2. The footnote being that they reduce expected acquisition premium, because basically as soon as an offer comes in the CEO is like "DONE SEE YOU SUCKERS." Bebchuk et al. find that "the presence of a GP reduces 1-week premiums by 12.8% and 4-week premiums by 19.2%, an economically significant discount." But that effect is canceled out by the higher likelihood of being acquired in the first place; "the presence of GPs is associated with an average increase in unconditional acquisition premiums of 36 basis points."

3. In their sample, which goes 1990 - 2006.

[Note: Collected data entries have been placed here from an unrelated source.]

PR #4578, opened 2026-09-01
fix(Android, Stack v5): scope header back button to its own stack

kkafar:
## Description

With a stack nested inside another stack, two headers are visible, each with its own back button. Pressing the **outer** header's back button is expected to pop the outer screen together with its whole nested stack (which is how iOS behaves). On Android it popped only the top screen of the **inner** stack instead.

Root cause: the header back button called `activity.onBackPressedDispatcher.onBackPressed()`, i.e. global back dispatch. The activity-level `OnBackPressedDispatcher` runs the newest enabled callback in its deque, which for a nested stack is the inner `FragmentManager`'s internal back callback — so a button with scoped ("pop *my* screen") semantics was routed through an unscoped mechanism.

The header back button press is now routed directly to the `StackContainer` that owns the pressed header, which resolves `preventNativeDismiss` itself and pops its own stack. System back / gesture-back is intentionally unchanged and still goes through the activity dispatcher (reworking that path is planned as a follow-up).

Closes software-mansion/react-native-screens-labs#1649.

## Changes

- Added internal `StackHeaderBackPressHandler` (SAM). `StackContainer` implements it and passes itself when creating `StackScreenFragment`; the fragment (holding it weakly) hands it to `StackHeaderCoordinatorLayout`, whose navigation-icon click now invokes the handler instead of the activity's `OnBackPressedDispatcher`.
- `StackContainer.handleHeaderBackButtonPress` guards against stale presses (pressed screen must be the current top, stack depth > 1, container attached), then pops via `popBackStackImmediate(screenKey, POP_BACK_STACK_INCLUSIVE)` on its own `FragmentManager`. The no-arg form must not be used here — it delegates the pop to the child primary-navigation fragment's back stack, reintroducing the bug.
- Added a recursive veto query to the `Container` / `ContainerItem` interfaces: `wantsToPreventStackNativeDismiss(): ContainerItem?`. An item consults its nested container first (non-null answer wins), otherwise answers for itself via its `preventNativeDismiss` flag. A nested `StackContainer` polls its items back-to-front (every screen dismissed with the subtree gets a vote, deepest wins); `TabsContainer` consults only its active item. On a veto, the vetoing screen fires `onNativeDismissPrevented`; otherwise the pop proceeds.
- `ContainerItem` is now public (was internal) so the public `Container` interface can reference it in the new query's signature.
- Updated `test-stack-lifecycle-events` and `test-stack-prevent-native-dismiss-nested-stack` scenarios and a stale e2e spec comment to describe the new behavior.

Setup: outer stack `Home → NestedStack`, inner stack `NestedHome → NestedA`, both headers visible, outer back button pressed on `NestedA`.

| Before | After |
| --- | --- |
| <video src="https://github.com/user-attachments/assets/8ee31389-894b-4d1d-8624-8788518425f3" alt="before" /> | <video src="https://github.com/user-attachments/assets/8c14d4fe-0828-4ef6-86b8-7e2c9cac0423" alt="before" /> |

## Test plan

Verified manually on a Pixel 9 Pro emulator (API 36), FabricExample debug build, with the test screens launched directly via `apps/App.tsx`:

- `apps/src/tests/single-feature-tests/stack-v5/test-stack-lifecycle-events` — the fixed case (step 14: outer back button on `NestedA` → `Home`, Android toast order captured empirically and written into the scenario) plus regressions: single-stack header pop, outer back button at the nested root, inner back button popping within the nested stack, system back popping innermost-first and exiting the container at the nested root. No JS-side errors from the multi-screen dismiss (`onDismiss` storm handled cleanly).
- `apps/src/tests/single-feature-tests/stack-v5/test-stack-prevent-native-dismiss-nested-stack` — steps 4, 5, 6, 7, 10, 16, 18: header-button interception on enabled screens (one toast per press, incl. rapid repeated presses), system-back interception unchanged, disabled-flag pops unchanged.
- `test-stack-prevent-native-dismiss-single-stack` — header path is identical by construction with no nesting (same code path as the B-screen checks above).
- Existing Detox specs for both prevent-dismiss scenarios need no assertion changes.

Repro of the original issue: push `NestedStack`, push `NestedA`, tap the **outer** header back button — before this change only `NestedA` pops.

## Checklist

- [ ] Ensured that CI passes

### DIFF
--- a/android/src/main/java/com/swmansion/rnscreens/common/container/Container.kt
+++ b/android/src/main/java/com/swmansion/rnscreens/common/container/Container.kt
@@ -9,4 +9,12 @@ interface Container {
      * (if any).
      */
     fun resolveCurrentContentScrollView(): ViewGroup?
+
+    /**
+     * Asked when this container's whole subtree is about to be natively dismissed,
+     * e.g. the screen hosting this container is popped. Returns the item that
+     * vetoes the dismissal via `preventNativeDismiss`, or null when nothing
+     * in the subtree does.
+     */
+    fun wantsToPreventStackNativeDismiss(): ContainerItem?
 }
--- a/android/src/main/java/com/swmansion/rnscreens/stack/screen/StackScreenFragment.kt
+++ b/android/src/main/java/com/swmansion/rnscreens/stack/screen/StackScreenFragment.kt
@@ -2,12 +2,14 @@ package com.swmansion.rnscreens.stack.screen
 
 import android.content.res.Configuration
 import android.os.Bundle
+import android.util.Log
 import android.view.Gravity
 import android.view.LayoutInflater
 import android.view.View
 import android.view.ViewGroup
 import androidx.fragment.app.Fragment
 import androidx.transition.Slide
+import com.swmansion.rnscreens.stack.header.StackHeaderBackPressHandler
 import com.swmansion.rnscreens.stack.header.StackHeaderCoordinatorLayout
 import java.lang.ref.WeakReference
 
@@ -15,7 +17,11 @@ internal class StackScreenFragment(
     internal val stackScreen: StackScreen,
     private val canNavigateBack: Boolean,
     private val delegate: WeakReference<StackScreenFragmentDelegate>,
+    backPressHandler: StackHeaderBackPressHandler,
 ) : Fragment() {
+    // Weakly held so that a fragment retained by FragmentManager past container teardown
+    // does not keep the container view subtree alive.
+    private val backPressHandler: WeakReference<StackHeaderBackPressHandler> = WeakReference(backPressHandler)
     private var screenLifecycleEventEmitter: StackScreenAppearanceEventsEmitter? = null
 
     /**
@@ -48,7 +54,11 @@ internal class StackScreenFragment(
         inflater: LayoutInflater,
         container: ViewGroup?,
         savedInstanceState: Bundle?,
-    ): View = StackHeaderCoordinatorLayout(requireContext(), stackScreen, canNavigateBack)
+    ): View =
+        StackHeaderCoordinatorLayout(requireContext(), stackScreen, canNavigateBack) { pressedScreen ->
+            backPressHandler.get()?.handleHeaderBackButtonPress(pressedScreen)
+                ?: Log.w(TAG, "[RNScreens] Header back button press dropped - handler is gone")
+        }
 
     override fun onViewCreated(
         view: View,
@@ -116,5 +126,9 @@ internal class StackScreenFragment(
     private fun teardownPreventNativeDismissCallback() {
         requireNativeDismissBackPressedCallback.remove()
         preventNativeDismissBackPressedCallback = null
+    }
+
+    companion object {
+        private const val TAG = "StackScreenFragment"
     }
 }
--- a/android/src/main/java/com/swmansion/rnscreens/stack/screen/StackScreenFragment.kt
+++ b/android/src/main/java/com/swmansion/rnscreens/stack/screen/StackScreenFragment.kt
@@ -19,8 +19,6 @@ internal class StackScreenFragment(
     private val delegate: WeakReference<StackScreenFragmentDelegate>,
     backPressHandler: StackHeaderBackPressHandler,
 ) : Fragment() {
-    // Weakly held so that a fragment retained by FragmentManager past container teardown
-    // does not keep the container view subtree alive.
     private val backPressHandler: WeakReference<StackHeaderBackPressHandler> = WeakReference(backPressHandler)
     private var screenLifecycleEventEmitter: StackScreenAppearanceEventsEmitter? = null
 
--- a/android/src/main/java/com/swmansion/rnscreens/stack/screen/StackScreenFragment.kt
+++ b/android/src/main/java/com/swmansion/rnscreens/stack/screen/StackScreenFragment.kt
@@ -17,9 +17,8 @@ internal class StackScreenFragment(
     internal val stackScreen: StackScreen,
     private val canNavigateBack: Boolean,
     private val delegate: WeakReference<StackScreenFragmentDelegate>,
-    backPressHandler: StackHeaderBackPressHandler,
+    private val backPressHandler: WeakReference<StackHeaderBackPressHandler>,
 ) : Fragment() {
-    private val backPressHandler: WeakReference<StackHeaderBackPressHandler> = WeakReference(backPressHandler)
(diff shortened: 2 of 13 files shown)


android/src/main/java/com/swmansion/rnscreens/tabs/container/TabsContainer.kt
```diff
@@ -779,6 +780,10 @@ class TabsContainer internal constructor(
         return selectedTab.tabsScreen.findContentScrollView()
     }
 
+    // Only the active item is consulted - a preventing screen inside an inactive tab
+    // does not veto the dismissal.
+    override fun wantsToPreventStackNativeDismiss(): ContainerItem? = selectedTab.tabsScreen.wantsToPreventStackNativeDismiss()
```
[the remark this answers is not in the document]
kkafar: Updated locally. Will push in a moment.

apps/src/tests/single-feature-tests/stack-v5/test-stack-prevent-native-dismiss-nested-stack/scenario.md
```diff
@@ -276,3 +297,48 @@ Manual only (not automated):
...
+
+- [ ] The gesture pops normally back to **NestedB**, whose `Key` is unchanged
+      from step 30. No toast is shown — the preventing screens below
+      (**NestedB**, **NestedHome**) do not over-block after the restart.
+
+32. On **NestedB** (top screen again, prevent Enabled), perform a system
+    gesture-back.
+
+- [ ] The gesture is intercepted: the "Native dismiss prevented - NestedB"
+      toast appears and the app stays on **NestedB**.
```
kkafar, line 344: This does not work currently. Will be handled by the second PR in the stack.

android/src/main/java/com/swmansion/rnscreens/stack/screen/StackScreenFragment.kt
```diff
@@ -2,20 +2,24 @@ package com.swmansion.rnscreens.stack.screen
...
 import com.swmansion.rnscreens.stack.header.StackHeaderCoordinatorLayout
 import java.lang.ref.WeakReference
 
 internal class StackScreenFragment(
     internal val stackScreen: StackScreen,
     private val canNavigateBack: Boolean,
     private val delegate: WeakReference<StackScreenFragmentDelegate>,
+    backPressHandler: StackHeaderBackPressHandler,
 ) : Fragment() {
+    private val backPressHandler: WeakReference<StackHeaderBackPressHandler> = WeakReference(backPressHandler)
```
t0maboro: why we're not passing WeakRef. similarly as for `delegate`?

apps/src/tests/single-feature-tests/stack-v5/test-stack-prevent-native-dismiss-single-stack/scenario.md
```diff
@@ -168,3 +168,15 @@ is Disabled - including the pop expected after toggling **B** to Disabled.
 - [ ] The most recent toggle takes effect before the back press: since
       prevent is Enabled at press time, back is intercepted (toast shown, app
       stays on **B**).
+
+### Android: prevent native dismiss mechanism keeps working after activity backgrounding
+
+14. From **Home**, tap **Push B**. On **B** tap back button. 
+
+    - [ ] A green toast appears and the app remains on **B**.
```
t0maboro: nit: other checkboxes doesn't have indentations

t0maboro (approved):

t0maboro (approved):

android/src/main/java/com/swmansion/rnscreens/stack/screen/StackScreenFragment.kt
kkafar: I think we don't need a weak ref in either case. This is just a convention to indicate lack of ownership, but overall this won't leak anyway. 

As per unifying the way we receive the reference - I'll fix it up. Thanks!

kkafar: https://github.com/software-mansion/react-native-screens/pull/4578/commits/d25add2c50b3565cea0f1086e8f9ad2cdf97900f

android/src/main/java/com/swmansion/rnscreens/common/container/Container.kt
```diff
@@ -9,4 +9,12 @@ interface Container {
...
      */
     fun resolveCurrentContentScrollView(): ViewGroup?
+
+    /**
+     * Asked when this container's whole subtree is about to be natively dismissed,
+     * e.g. the screen hosting this container is popped. Returns the item that
+     * vetoes the dismissal via `preventNativeDismiss`, or null when nothing
+     * in the subtree does.
+     */
+    fun wantsToPreventStackNativeDismiss(): ContainerItem?
```
kligarski, line 19: I'm not sure about the name - `container.wantsToPreventStackNativeDismiss()` sounds to me like an action rather than a question, especially when it's a method, not a prop (which makes sense because we're traversing the tree here). 

Also, it returns an item or null but I'd expect a boolean from a method starting with "wants". Additionally, do we need the "Stack" in the name of the method? Won't there be any other container that might natively dismiss some items? E.g. closing a column in Split, if we implement it on Android?

I thought about `findItemPreventingNativeDismiss()` but I don't like that it sounds like finding an item is the expected result when really it's not the typical case.

kligarski (approved):
Looks good. I'm not sure about the name of the container interface function but I don't have a strong better suggestion.

android/src/main/java/com/swmansion/rnscreens/common/container/Container.kt
kkafar: I kind of agree with your points here except the part:

> [...] Won't there be any other container that might natively dismiss some items? E.g. closing a column in Split, if we implement it on Android?

If we do - we'll just refactor the method. 

I'll try to think of something more fitting, but will also proceed with this PR. If I have something I'll refactor it higher in the PR stack.

apps/src/tests/single-feature-tests/stack-v5/test-stack-prevent-native-dismiss-single-stack/scenario.md
kkafar: +1 here. 

I like it better when there are indentations, but +1, it introduces inconsistency.

kkafar: https://github.com/software-mansion/react-native-screens/pull/4578/commits/494e68da6ab0ff96f956573c609d168eb99252df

4. That's from the Bebchuk paper.


One More Thing For Governance Day

Felix Salmon put up a great note from a reader about investment banking conflicts; it's fantastic so go read it. But this is a tiny bit unfair: You and many other commentators seem to have some misconceptions about what exactly large, sophisticated clients such as El Paso’s board hire investment bankers to do. Its always funny how, in the minds of pundits everywhere, those conniving and all-powerful one-percenters who sit on corporate boards become impotent and completely incapable of independent decision-making once an investment banker walks into the room. The basic argument is that repeat-player investment bankers provide value not by telling brainless executives whether to accept or reject a merger, but by providing intelligent decisionmakers with access and relationships, and relationships come with conflicts. As he says: When sophisticated clients (management teams, company boards, PE funds, etc) hire M&A bankers, they typically hire them for two main reasons (in addition to the legally required shams referred to as “fairness opinions”): Execution and Connections. Of those things, connections are higher-value and inextricable from conflicts. If you're hiring someone to sell you to Company X, a bank who has done work for Company X - heck, who owns 20% of Company X - is the bank you want. And sure maybe their "conflict" will cause them to advise you to sell for a lowball price so that Company X appreciates them more but, hey, nobody's forcing you to take their advice. So, yes, this is all true. But he's maybe a little too harsh on the commentators and their misconceptions.

Nuns, Whores, DCFs

For some reason it is corporate governance day at Dealbreaker, so here is a grab-bag of inchoate nonsense (for a change!). First of all look at this: The third-largest U.S. proxy adviser recommended that El Paso Corp shareholders vote against a proposed $23 billion sale of the company to Kinder Morgan Inc, switching its position after comments made by a Delaware judge. Egan-Jones Proxy Services said in a report that it was withdrawing its endorsement of the deal because of "the conflicts of interest cited by (Delaware Chancery Court judge Leo Strine) and the attendant doubts cast on the deal." How should you take this? Well, one way to take it would be: if you paid me to tell you how to vote on things, you'd probably want me to look into those things and decide if they're good things for you, and if they are tell you to vote for them and if not etc. So Egan-Jones* went and looked at this merger and decided it was a good merger and that its clients should vote for it. Then they learned about the conflicts of interest cited by the Delaware court, most of which were publicly available long before the opinion came out,** and changed their minds. Suggesting that they didn't really do a bang-up job of examining the merger to begin with. But that's a stupid way of looking at Egan-Jones's role because, really, you're an EP shareholder and you're like "oh Egan-Jones ran a DCF and this price looks good to them"? You can go read the DCFs of actual investment banks if that's the sort of thing that gets you going. Nobody's actually paying proxy advisors (do people pay them? I don't know) for actual advice on how they should actually vote their shares. Instead they're paying (maybe?) for some vague patina of good "corporate governance," which means something like "good processes and independent boards and no conflicts of interest" and gets lots of chin-stroking academic articles written about it.